Sunday, September 13, 2009

Bad Analogy Pitch Session 7

"Hi Evil Editor," the aspiring author said, his voice squeaking like the brakes on a '73 Plymouth Fury I once owned. "I know your time is valuable, so I'm gonna cut to the chase like a Bowie knife through a lamb spleen. I've written a novel I think you'll find as riveting as a Native American on a skyscraper I-beam. It opens with a fireworks display of ennui, progresses through a flash flood of pathos, and closes in a tsunami of tuna and salami sandwiches. Think cocaine on steroids."

"Interesting," I replied. "Let me see if I'm understanding you. It sounds like you're saying your novel reads like a war of attrition between landlocked nations from opposite hemispheres, with the emotional impact of a Carpathian mongoose on the South Beach diet."

"Were you even frigging listening to me?" he yelled. "It's more like the feeling you get when you watch someone with a lot of facial piercings eat cheese that's gone bad."

"Ah, I see. And I like it. It's like last night when I saw some hot shot showoff request chopsticks in a Chinese restaurant just to impress his date and then drop a hunk of General Tso's chicken in his lap."

"Exactly. Except this is more like a Mu Shu pork accident."

"Mu Shu pork? Sorry, dude; I've already got two of those in the pipeline."

--Evil Editor

6 comments:

Dave F. said...

riveting as a Native American on a skyscraper I-beam

ARGH!!!! That is a screamer of a metaphor. Oh so painfully funny and ignorant and goody at once. A highlight of the lowly metaphor. More than a smile, more than a guffaw...

Rick Daley said...

Ah, so that's how it's done.

_*Rachel*_ said...

How in the world did you understand each other?

Anonymous said...

actually I kind of liked

"It's more like the feeling you get when you watch someone with a lot of facial piercings eat cheese that's gone bad."
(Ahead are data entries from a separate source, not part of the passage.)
PR #1905, opened 2023-11-10
Added missing nil check

metonymic-smokey:
In case a document is not found, a nil check is required since `doc.StoredFieldsBytes()` then results in a panic.

### DIFF
--- a/index_impl.go
+++ b/index_impl.go
@@ -496,7 +496,6 @@ func (i *indexImpl) SearchInContext(ctx context.Context, req *SearchRequest) (sr
 	ctx = context.WithValue(ctx, search.GeoBufferPoolCallbackKey,
 		search.GeoBufferPoolCallbackFunc(getBufferPool))
 
-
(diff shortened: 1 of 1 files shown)


index_impl.go
```diff
@@ -663,6 +662,10 @@ func LoadAndHighlightFields(hit *search.DocumentMatch, req *SearchRequest,
 	var totalStoredFieldsBytes uint64
 	if len(req.Fields) > 0 || highlighter != nil {
 		doc, err := r.Document(hit.ID)
+		// Case if doc doesn't exist
+		if err == nil && doc == nil {
+			return fmt.Errorf("document %s not found", hit.ID), 0
+		}
```
abhinavdangeti, line 668: Rather than this code change, moving line 669 to 670.5 would suffice yes?

abhinavdangeti (changes requested):

abhinavdangeti (approved):

PR #1907, opened 2023-11-10
Adding KNN Operator option 

metonymic-smokey:
This PR allows the user to specify an operator which will be used to determine if KNN and the filter query form a conjunction/disjunction query.


abhinavdangeti:
@metonymic-smokey , let's point everything knn related to the `unstable` branch - so we can merge later without having to deal with any conflicts.

metonymic-smokey:
Was just doing that, having 'master' as a base was a typo of sorts.

PR #1908, opened 2023-11-10
Add KNN Operator

metonymic-smokey:
This PR allows a user to specify a KNN Operator to determine if KNN hits are conjuncted/disjuncted with filter query hits.

### DIFF
--- a/search_knn.go
+++ b/search_knn.go
@@ -26,6 +26,8 @@ import (
 	"github.com/blevesearch/bleve/v2/search/query"
 )
 
+type knnOperator string
+
 type SearchRequest struct {
 	Query            query.Query       `json:"query"`
 	Size             int               `json:"size"`
@@ -40,7 +42,8 @@ type SearchRequest struct {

I could visualize something like that, while a "Native American on skyscrper I-beam."

Not so much - but if you added "while hanging the American flag the size of Texas."

Oh nevermind - I'm editing. Can you tell?

vkw

Anonymous said...

Think cocaine on steroids.

I loved this line.

Wes said...

"Were you even frigging listening to me?" he yelled. "It's more like the feeling you get when you watch someone with a lot of facial piercings eat cheese that's gone bad."